Gunnar: I heard that also. But tell an American that. They still think they saved us from the Commies. I was a member of the Quarter Guard for the Soviet VCDS. He had said he rather fight the Americans, than the Canadians. We don‘t follow the rules. Ptes will lead, and our officers, think at a low level.


----------



## Gunner (4 Jan 2004)

> officers, think at a low level.


Recce41, not sure if you think this is a good thing or a bad thing!     

Canadians in war have traditionally been very rigid in our operations.  German military commanders were very complimentary on the fighting quality of Candians but that we were too methodical in our methods.  We simply weren‘t able to seize the initiative.  Not sure if that has changed although I agree with Recce41 that at the tactical level, we produce some outstanding soldiers.

If and when we do go to an actual "war" I think we will have to relearn alot of the past lessons the hard way.  It has been too long since we have had any practical experience.  In the 80s, the thought of our Infantry Fighting Vehicle (M113) blocking a Soviet offensive, armed with an open top .50 remains absolutely frightening to me.  We were very lucky we were never called into play.


----------



## ArmyAl (4 Jan 2004)

Loving it S_Baker
keep it coming


----------



## nbk (4 Jan 2004)

Now to throw a wrench into the mower.

The Northern Alliance (Canadian brance of an american neo nazi group) uses the old red ensign as their white power flag.

You can find pictures of them waving it at their site, which can be located by typing Northern Alliance into google. I will not link that site because it is quite disgusting.

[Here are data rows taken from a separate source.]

PR #5994, opened 2022-10-26
EvaluatorCommand: Fix-up replacing curations

fviernau:
The command allows overriding all curations by the ones provided via the option `--package-curations-file` or `--package-curations-dir`. Make that override work no matter if the curations are empty, to allow for "clearing" the curations.

### DIFF
--- a/cli/src/main/kotlin/commands/EvaluatorCommand.kt
+++ b/cli/src/main/kotlin/commands/EvaluatorCommand.kt
@@ -267,8 +267,8 @@ class EvaluatorCommand : CliktCommand(name = "evaluate", help = "Evaluate ORT re
             ortResultInput = ortResultInput.replaceConfig(config)
         }
 
-        val curations = FilePackageCurationProvider.from(packageCurationsFile, packageCurationsDir).packageCurations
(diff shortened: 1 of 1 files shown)


cli/src/main/kotlin/commands/EvaluatorCommand.kt
```diff
@@ -267,8 +267,8 @@ class EvaluatorCommand : CliktCommand(name = "evaluate", help = "Evaluate ORT re
             ortResultInput = ortResultInput.replaceConfig(config)
         }
 
-        val curations = FilePackageCurationProvider.from(packageCurationsFile, packageCurationsDir).packageCurations
-        if (curations.isNotEmpty()) {
+        if (packageCurationsFile != null || packageCurationsDir != null) {
```
sschuberth, line 270: I'd propose to use `packageConfigurationOption != null` instead as it's shorter and nicely emphasizes that you want to do something as soon as the option is specified.

sschuberth (changes requested):

sschuberth (approved):

PR #5995, opened 2022-10-26
CreateCommand: Allow for specifying non-offending license IDs

fviernau:
The command already allows specifying non-offending license categories. Allow specifying license IDs in addition to support further use cases. This unlocks new use cases as the user can now specify uncategorized licenses or the SPDX constant NOASSERTION.

### DIFF
--- a/helper-cli/src/main/kotlin/commands/packageconfig/CreateCommand.kt
+++ b/helper-cli/src/main/kotlin/commands/packageconfig/CreateCommand.kt
@@ -99,9 +99,15 @@ internal class CreateCommand : CliktCommand(
 
     private val nonOffendingLicenseCategories by option(
         "--non-offending-license-categories",
-        help = "Configure the path exclude generation to not create excludes for files or directories which only " +
-                "contain non-offending licenses specified by this comma separated list of license category names. " +
-                "Each category name must be present in the given license classifications file."
+        help = "Specify licenses by their category which should be considered non-offending. Path excludes are not" +
+                "generated for files or directories which only contain non-offending licenses. Each category name " +
+                "must be present in the given license classifications file."
+    ).split(",").default(emptyList())
+
+    private val nonOffendingLicenseIds by option(
+        "--non-offending-license-ids",
+        help = "Specify license IDs which should be considered non-offending. Path excludes are not generated for " +
+                "files or directories which only contain non-offending licenses."
     ).split(",").default(emptyList())
 
     override fun run() {
@@ -174,8 +180,15 @@ internal class CreateCommand : CliktCommand(
         }
 
     private fun getNonOffendingLicenses(): Set<SpdxSingleLicenseExpression> {
+        val result = mutableSetOf<SpdxSingleLicenseExpression>()
+
         // Filter blanks to allow passing an empty list as argument to simplify caller code.
-        if (nonOffendingLicenseCategories.all { it.isBlank() }) return emptySet()
+        nonOffendingLicenseIds.filterNot { it.isBlank() }.mapTo(result) {
+            SpdxSingleLicenseExpression.parse(it)
+        }
+
+        // Filter blanks to allow passing an empty list as argument to simplify caller code.
+        if (nonOffendingLicenseCategories.all { it.isBlank() }) return result
 
         val licenseClassifications = licenseClassificationsFile?.readValue<LicenseClassifications>()
             ?: throw UsageError(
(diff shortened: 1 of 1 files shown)


helper-cli/src/main/kotlin/commands/packageconfig/CreateCommand.kt
```diff
@@ -100,8 +100,17 @@ internal class CreateCommand : CliktCommand(
     private val nonOffendingLicenseCategories by option(
         "--non-offending-license-categories",
         help = "Configure the path exclude generation to not create excludes for files or directories which only " +
-                "contain non-offending licenses specified by this comma separated list of license category names. " +
-                "Each category name must be present in the given license classifications file."
+                "contain non-offending licenses specified by this comma separated list of license category names and " +
+                "by the option '--non-offending-license-ids'. Each category name must be present in the given " +
+                "license classifications file."
```
mnonnenmacher, line 105: Maybe just say "cumulative with '--non-offending-license-ids'" at the end.

helper-cli/src/main/kotlin/commands/packageconfig/CreateCommand.kt
```diff
@@ -100,8 +100,17 @@ internal class CreateCommand : CliktCommand(
...
+    ).split(",").default(emptyList())
+
+    private val nonOffendingLicenseIds by option(
+        "--non-offending-license-ids",
+        help = "Configure the path exclude generation to not create excludes for files or directories which only " +
+                "contain non-offending licenses specified by this comma separated list of license IDs and by " +
+                "the option '--non-offending-license-categories'. Each category name must be present in the given " +
+                "license classifications file."
```
mnonnenmacher, line 113: The last sentence does not fit here, and maybe just say "cumulative with '--non-offending-license-categories'".

mnonnenmacher (changes requested):

mnonnenmacher (dismissed):

helper-cli/src/main/kotlin/commands/packageconfig/CreateCommand.kt
```diff
@@ -174,8 +182,15 @@ internal class CreateCommand : CliktCommand(
...
+        val result = mutableSetOf<SpdxSingleLicenseExpression>()
+
         // Filter blanks to allow passing an empty list as argument to simplify caller code.
-        if (nonOffendingLicenseCategories.all { it.isBlank() }) return emptySet()
+        nonOffendingLicenseIds.filterNot { it.isBlank() }.mapTo(result) {
+            SpdxSingleLicenseExpression.parse(it)
+        }
+
+        // Filter blanks to allow passing an empty list as argument to simplify caller code.
+        if (nonOffendingLicenseCategories.all { it.isBlank() }) return result
```
sschuberth, line 193: I know the code was like that before, but strictly speaking this code does not *filter*, but return early if *all* `nonOffendingLicenseCategories` are blank. Maybe this is a good opportunity to fix this? Isn't `nonOffendingLicenseCategories.isEmpty()` sufficient to account for `--non-offending-license-categories=` being specified (which I believe to be the intention)?

sschuberth (dismissed):

helper-cli/src/main/kotlin/commands/packageconfig/CreateCommand.kt
fviernau: It allows for specifying `--non-offending-license-categories ""`

helper-cli/src/main/kotlin/commands/packageconfig/CreateCommand.kt
```diff
@@ -174,8 +183,15 @@ internal class CreateCommand : CliktCommand(
         }
 
     private fun getNonOffendingLicenses(): Set<SpdxSingleLicenseExpression> {
+        val result = mutableSetOf<SpdxSingleLicenseExpression>()
```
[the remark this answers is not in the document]
fviernau: To me `result` indicates that this will be the return value of the function. I believe it's quite clear and also widely used in ORT. I'd prefer to keep it.

helper-cli/src/main/kotlin/commands/packageconfig/CreateCommand.kt
sschuberth: For reference, I just checked, and *clikt* returns a list with a single element which is an empty string in this case.

fviernau: Yes, this was the reason the code was invented.

helper-cli/src/main/kotlin/commands/packageconfig/CreateCommand.kt
```diff
@@ -99,9 +99,15 @@ internal class CreateCommand : CliktCommand(
 
     private val nonOffendingLicenseCategories by option(
         "--non-offending-license-categories",
-        help = "Configure the path exclude generation to not create excludes for files or directories which only " +
-                "contain non-offending licenses specified by this comma separated list of license category names. " +
-                "Each category name must be present in the given license classifications file."
+        help = "Specify license IDs by their category which should be considered non-offending. Path excludes are not" +
```
sschuberth, line 102: I believe "IDs" should be dropped here as that's not what's being specified, so it should read "Specify licenses by their category ..."

sschuberth (approved):

PR #6001, opened 2022-10-26
Improvements to Copyright handling

sschuberth:

### DIFF
--- a/model/src/main/kotlin/licenses/ResolvedLicense.kt
+++ b/model/src/main/kotlin/licenses/ResolvedLicense.kt
@@ -121,19 +121,20 @@ data class ResolvedLicense(
 }
 
 private fun Collection<ResolvedCopyrightFinding>.toResolvedCopyrights(process: Boolean): List<ResolvedCopyright> {
-    val allStatements = map { it.statement }
-    val processedStatements = if (process) {
-        CopyrightStatementsProcessor().process(allStatements).toMap()
-    } else {
-        allStatements.associateBy({ it }, { setOf(it) })
+    if (!process) return map { ResolvedCopyright(it.statement, setOf(it)) }
+
+    val statementToFinding = associateBy { it.statement }
+    val result = CopyrightStatementsProcessor().process(statementToFinding.keys)
+
+    val processedCopyrights = result.processedStatements.map { (statement, originalStatements) ->
+        val findings = originalStatements.mapTo(mutableSetOf()) { statementToFinding.getValue(statement) }
+        ResolvedCopyright(statement, findings)
     }
 
-    return processedStatements.mapValues { (_, originalStatements) ->
-        filter { it.statement in originalStatements }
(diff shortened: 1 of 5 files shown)


model/src/main/kotlin/licenses/ResolvedLicense.kt
```diff
@@ -121,19 +121,20 @@ data class ResolvedLicense(
...
-    val processedStatements = if (process) {
-        CopyrightStatementsProcessor().process(allStatements).toMap()
-    } else {
-        allStatements.associateBy({ it }, { setOf(it) })
+    if (!process) return map { ResolvedCopyright(it.statement, setOf(it)) }
+
+    val statementToFinding = associateBy { it.statement }
+    val (processedStatements, unprocessedStatements) = CopyrightStatementsProcessor().process(statementToFinding.keys)
+
+    val processedCopyrights = processedStatements.mapNotNull { (statement, originals) ->
```
fviernau, line 129: Was you mention optimizations, was this function too slow?

sschuberth: > was this function too slow?

I did not measure it. It just occurred to me from the code that for some cases too much work was being done, like `in`-checks in a double-nested loop.

model/src/main/kotlin/licenses/ResolvedLicense.kt
```diff
@@ -121,19 +121,20 @@ data class ResolvedLicense(
...
 private fun Collection<ResolvedCopyrightFinding>.toResolvedCopyrights(process: Boolean): List<ResolvedCopyright> {
-    val allStatements = map { it.statement }
-    val processedStatements = if (process) {
-        CopyrightStatementsProcessor().process(allStatements).toMap()
-    } else {
-        allStatements.associateBy({ it }, { setOf(it) })
+    if (!process) return map { ResolvedCopyright(it.statement, setOf(it)) }
+
+    val statementToFinding = associateBy { it.statement }
+    val (processedStatements, unprocessedStatements) = CopyrightStatementsProcessor().process(statementToFinding.keys)
```
mnonnenmacher: I'm not a fan of deconstructing data classes like this. Mainly because it makes assumptions about the property order which should be an implementation details of the class, but also because it has the risk that chosen names are misleading (I think refactoring the names of the data class would also not update them here).

model/src/main/kotlin/licenses/ResolvedLicense.kt
```diff
@@ -121,19 +121,20 @@ data class ResolvedLicense(
...
+
+    val processedCopyrights = processedStatements.map { (statement, originals) ->
```
mnonnenmacher, line 129: Consider `originalStatements` for clarity.

mnonnenmacher (changes requested):

mnonnenmacher (approved):

sschuberth:

PR #6004, opened 2022-10-27
Generalize a function to collapse whitespace

sschuberth:

### DIFF
--- a/utils/common/src/main/kotlin/Extensions.kt
+++ b/utils/common/src/main/kotlin/Extensions.kt
@@ -310,6 +310,13 @@ fun <K, V : Set<T>, T> Map<K, V>.zipWithCollections(other: Map<K, V>): Map<K, V>
 fun Number.bytesToMib(): Double = toDouble() / (1024 * 1024)
 
 /**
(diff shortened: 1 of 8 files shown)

I realize the red ensign is not perticularly associated with "white pride", but nonetheless, it is used by this small silly group of people, so should it be looked down upon?


----------



## humint (4 Jan 2004)

My advice is this: 

Don‘t display the Confederate flag in your shacks unless you want a world of hurt. 

It is not what YOU perceive it as (i.e. cool factor Southern Battle Flag and a historical item), but what your Plt Cmdr and his/her OC perceives it as (i.e. a racist symbol), as well as the CO. 

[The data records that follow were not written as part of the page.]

PR #6006, opened 2022-10-27
Npm: Cache the results of `npm view`

mnonnenmacher:
Cache the results of the `npm view` call to improve performance in scans with many projects that have many overlapping dependencies.

### DIFF
--- a/analyzer/src/main/kotlin/managers/Npm.kt
+++ b/analyzer/src/main/kotlin/managers/Npm.kt
@@ -113,6 +113,8 @@ open class Npm(
 
     private val graphBuilder = DependencyGraphBuilder(NpmDependencyHandler(this))
 
+    private val npmViewCache = ConcurrentHashMap<String, JsonNode>()
+
     /**
      * Search depth in the `node_modules` directory for `package.json` files used for collecting all packages of the
      * projects.
@@ -360,10 +362,11 @@ open class Npm(
         return Pair(id.toCoordinates(), module)
     }
 
-    protected open fun getRemotePackageDetails(workingDir: File, packageName: String): JsonNode {
-        val process = run(workingDir, "view", "--json", packageName)
-        return jsonMapper.readTree(process.stdout)
-    }
+    protected open fun getRemotePackageDetails(workingDir: File, packageName: String): JsonNode =
+        npmViewCache.getOrPut(packageName) {
+            val process = run(workingDir, "view", "--json", packageName)
+            jsonMapper.readTree(process.stdout)
+        }
 
     /** Cache for submodules identified by its moduleDir absolutePath */
     private val submodulesCache: ConcurrentHashMap<String, List<File>> = ConcurrentHashMap()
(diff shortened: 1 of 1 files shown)


analyzer/src/main/kotlin/managers/Npm.kt
```diff
@@ -113,6 +113,8 @@ open class Npm(
 
     private val graphBuilder = DependencyGraphBuilder(NpmDependencyHandler(this))
 
+    private val npmViewCache = mutableMapOf<String, JsonNode>()
```
oheger-bosch, line 116: IIRC, the metadata for the packages is retrieved in multiple threads in parallel. So, the cache needs to be a concurrent map then.

analyzer/src/main/kotlin/managers/Npm.kt
```diff
@@ -360,10 +362,11 @@ open class Npm(
         return Pair(id.toCoordinates(), module)
     }
 
-    protected open fun getRemotePackageDetails(workingDir: File, packageName: String): JsonNode {
-        val process = run(workingDir, "view", "--json", packageName)
-        return jsonMapper.readTree(process.stdout)
-    }
+    protected open fun getRemotePackageDetails(workingDir: File, packageName: String): JsonNode =
```
sschuberth, line 365: This function might be called in parallel via `parsePackage`, so should `npmViewCache` become a `ConcurrentHashMap` like `submodulesCache` below?

analyzer/src/main/kotlin/managers/Npm.kt
```diff
@@ -360,10 +362,11 @@ open class Npm(
...
+        npmViewCache.getOrPut(packageName) {
```
oheger-bosch, line 366: I am also not sure about the semantics of `getOrPut` regarding concurrent access. `ConcurrentMap` defines special atomic update functions. Maybe the Kotlin extension is aware of this, but I do not for sure.

sschuberth: > Maybe the Kotlin extension is aware of this, but I do not for sure.

Yes it is, there's a special `fun ConcurrentMap<K, V>.getOrPut()`.

mnonnenmacher: Yes, the `getOrPut` implementation for `ConcurrentHashMap` uses `putIfAbsent`.

analyzer/src/main/kotlin/managers/Npm.kt
```diff
@@ -360,10 +362,11 @@ open class Npm(
...
+            val process = run(workingDir, "view", "--json", packageName)
```
oheger-bosch, line 367: Here a potentially long-running process is invoked with the map partially locked. This is probably not ideal.
I will approve this PR because I think it improves the current situation in any case; but there is still room for optimization.

oheger-bosch (approved):

mnonnenmacher:
The failing ClearlyDefined test is unrelated to the change.

Issue #5483, opened 2022-06-23
SpdxDocumentFile: documentLocation is not used if the dependency is local


bennati:
If the dependency is stored in a subfolder, the analyzer infers the VCS URL from the project instead of from the downloadLocation attribute of the spdx file.

This is caused by the VCS info being determined from the working tree first, and from the download location as fallback.
https://github.com/oss-review-toolkit/ort/blob/main/analyzer/src/main/kotlin/managers/SpdxDocumentFile.kt#L282

The current implementation makes it impossible to reference a package where the source code is located in another repository than the SPDX file. A scenario where this is no issue is if you put the SPDX file in a fork of the packages source code.

tsteenbe:
Below I wrote out current and desired handling of package.spdx.yml by ORT:

**Current**

@bennati  Did a scan of  github.com/movetk/movetk/ and [master/third_party/GsTL/package.spdx.yml](https://github.com/movetk/movetk/blob/master/third_party/GsTL/package.spdx.yml) currently shows up as a project.
Which is correct as packageFileName: "./" is set indicating that the sources for SPDXRef-Package-GsTL are in the same directory as package.spdx.yml

```
SPDXID: "SPDXRef-DOCUMENT"
spdxVersion: "SPDX-2.2"
creationInfo:
  created: "2020-09-07T13:30:00Z"
  creators:
  - "Organization: HERE Europe B.V."
  - "Person: Thomas Steenbergen"
  licenseListVersion: "3.9"
name: "GsTL-1.2.1"
dataLicense: "CC0-1.0"
documentNamespace: "http://spdx.org/spdxdocs/spdx-document-GsTL"
documentDescribes:
- "SPDXRef-Package-GsTL"
packages:
- SPDXID: "SPDXRef-Package-GsTL"
  copyrightText: "NOASSERTION"
  description: "GsTL is a C++ library that provides a comprehensive set of tools and algorithms for geostatistics."
  downloadLocation: "http://prdownloads.sourceforge.net/gstl/GsTL-1.2.1.tgz?download"
  filesAnalyzed: false
  homepage: "http://gstl.sourceforge.net/"
  licenseConcluded: "NOASSERTION"
  licenseDeclared: "BSD-4-Clause"
  name: "GsTL"
  sourceInfo: ""
  versionInfo: "1.2.1"
  packageFileName: "./"
```

**Desired**

[...]

PR #6007, opened 2022-10-27
SpdxDocumentFile: Prefer VCS information from SPDX over working tree

mnonnenmacher:
Prefer the VCS information provided by the SPDX metadata of a package over the VCS information gathered from the local working tree. Otherwise it is not possible to define in SPDX that the source code of a package is located in a different VCS because the local working tree will always be preferred.

### DIFF
--- a/analyzer/src/main/kotlin/managers/SpdxDocumentFile.kt
+++ b/analyzer/src/main/kotlin/managers/SpdxDocumentFile.kt
@@ -296,10 +296,10 @@ class SpdxDocumentFile(
     private fun SpdxPackage.toPackage(definitionFile: File?, doc: SpdxResolvedDocument): Package {
         val packageDescription = description.takeUnless { it.isEmpty() } ?: summary
 
-        // If the VCS information cannot be determined from the VCS working tree itself, fall back to try getting it
-        // from the download location.
+        // If the VCS information cannot be parsed from the download location, fall back to try getting it from the VCS
+        // working tree.
         val packageDir = definitionFile?.resolveSibling(packageFilename)
-        val vcs = packageDir?.let { VersionControlSystem.forDirectory(it)?.getInfo() } ?: getVcsInfo().orEmpty()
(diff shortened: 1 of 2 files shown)


mnonnenmacher:
> IIUC, this PR should mark #5483 as resolved. However, as it effectively seems to revert the changes from #4277, I'd like to kindly ask @mnonnenmacher to cross-check that this is indeed intended, as the latter actually resolved #4276.
> 
> All in all, these sources should be referred to from the commit message to document what has been considered.

Thanks for the links, I'm waiting for the results of a test scan before further looking into this. I think if `packageFilename` is set it should also be verified that the file/directory actually exists, so maybe I'll either make another commit or rework the existing one.

analyzer/src/main/kotlin/managers/SpdxDocumentFile.kt
```diff
@@ -296,10 +296,10 @@ class SpdxDocumentFile(
     private fun SpdxPackage.toPackage(definitionFile: File?, doc: SpdxResolvedDocument): Package {
         val packageDescription = description.takeUnless { it.isEmpty() } ?: summary
 
-        // If the VCS information cannot be determined from the VCS working tree itself, fall back to try getting it
-        // from the download location.
+        // If the VCS information cannot be parsed from the download location, fall back to try getting it from the VCS
+        // working tree.
         val packageDir = definitionFile?.resolveSibling(packageFilename)
-        val vcs = packageDir?.let { VersionControlSystem.forDirectory(it)?.getInfo() } ?: getVcsInfo().orEmpty()
+        val vcs = getVcsInfo() ?: packageDir?.let { VersionControlSystem.forDirectory(it)?.getInfo() }.orEmpty()
```
fviernau, line 302: Does this change apply only to VCS info of `Packages` (not `Projects`) ?

mnonnenmacher: Yes.

mnonnenmacher:
After reading the related documentation and issues I came to the conclusion that this needs to be fixed differently. I will make another PR tomorrow.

And, if someone complains about it being a symbol of harassment or intimidation, than you will get the full brunt of SHARP all over your ***.

Although in many mess halls you will find Nazi war items, they are war booty, and their presence can be justified. 

I am sure you will have a hard time justifying the presence of the Confederate Flag in your shacks. 

So, that said, it is best left at home.

Remember, your number one interest is keeping yourself in the CF.


----------



## JSA (4 Jan 2004)

I have a rebel flag tattoo‘d on my arm, does that make me a racist? I served in 2Cdo, does that make me a racist? I was born in the US, does that make me a racist?  Just because some officer doesn‘t like the flag your saying that I should never show it?  I had it on my bike for years while instructing at the battleschool and serving in the cdo‘s, no one ever said a word.  My advise to you is if you have a reason to display the flag do so (and be prepared to take the heat).  And if you don‘t, why would you want to fly it?  js


----------



## Armymedic (4 Jan 2004)

two points/questions
1. Doesn‘t the Alabama state flage bear resemblance the the Confederate flag?

2. Can anyone find in the QR&O‘s or CFAO‘s(DOADs, whatever) where it staes that you may not hang up a state flag in your residence?


----------



## Michael Dorosh (4 Jan 2004)

The Alabama state flag incorporates the Confederate flag.  Bear in mind that what we call the Confederate flag (Blue St. Andrews Cross on red field with 13 white stars on the cross) was never the official flag of the Confederate States of America.  It was never a state flag, either.  It was carried as a national colour by units in the field to be used as a rallying point during battle.  It was never an official emblem of anything, and as such, no one can claim that they are flying it for "a reason", because it was never meant to represent anything specific.

On the other hand, its current association with both neo-nazi groups and racist groups (and its past association with an army that was fighting to keep an entire race in bondage), pretty much rules out its presence in polite company.  Any Canadian who flies the flag, has it on their pickup truck, or tattooed on their skin can probably be best described in uncomplimentary terms.  It‘s certainly not the insignia of MENSA or the Secret Society of Rocket Scientists.


----------



## JSA (4 Jan 2004)

I won‘t respond in kind.  js


----------



## Jeff Boomhouwer (4 Jan 2004)

What about the Dukes of Hazzard. The General Lee was\is one bad*ss car,it had the Confederate flag proudly painted on the roof. I don‘t beleve the good ole boys or the producers of the show were racist. Just southern boys. NAH NAH NAW NAW,NAW NAW NAH NAH NAH NAH NAW NAAAAH YEEEEEHAAAAA!!!!!!


----------



## Garry (4 Jan 2004)

Preconceived notions are a terrible thing, maybe second only to allowing someone else to think for you....or is it the same thing?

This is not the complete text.